EXERCISE AIM.
Whenever a line carries the word "times", pull it out of the entries.

DATA RECORDS.
──────────────────────────────

PR #1324, opened 2023-08-25
Add the ability to serialize shared strings

kddnewton:
Previously, we would copy the entire string every time into the serialized output. Depending on the string, this can get expensive. Now, for the most part strings should end up being about 3 bytes: 1 or 2 for the offset from the start (_maybe_ 3 for large files) and likely a 1 byte length.

### DIFF
--- a/templates/lib/yarp/serialize.rb.erb
+++ b/templates/lib/yarp/serialize.rb.erb
@@ -54,8 +54,8 @@ module YARP
         end
 
         comments = load_varint.times.map { Comment.new(Comment::TYPES.fetch(load_varint), load_location) }
-        errors = load_varint.times.map { ParseError.new(load_string, load_location) }
-        warnings = load_varint.times.map { ParseWarning.new(load_string, load_location) }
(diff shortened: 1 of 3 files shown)


templates/lib/yarp/serialize.rb.erb
```diff
@@ -110,10 +110,21 @@ module YARP
...
+      def load_message
         io.read(load_varint).force_encoding(encoding)
       end
 
+      def load_string
+        case io.getbyte
+        when 1
+          input.byteslice(load_varint, load_varint).force_encoding(encoding)
+        when 2
+          load_message
```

──────────────────────────────

SOLUTION BELOW.
         comments = load_varint.times.map { Comment.new(Comment::TYPES.fetch(load_varint), load_location) }
-        errors = load_varint.times.map { ParseError.new(load_string, load_location) }
-        warnings = load_varint.times.map { ParseWarning.new(load_string, load_location) }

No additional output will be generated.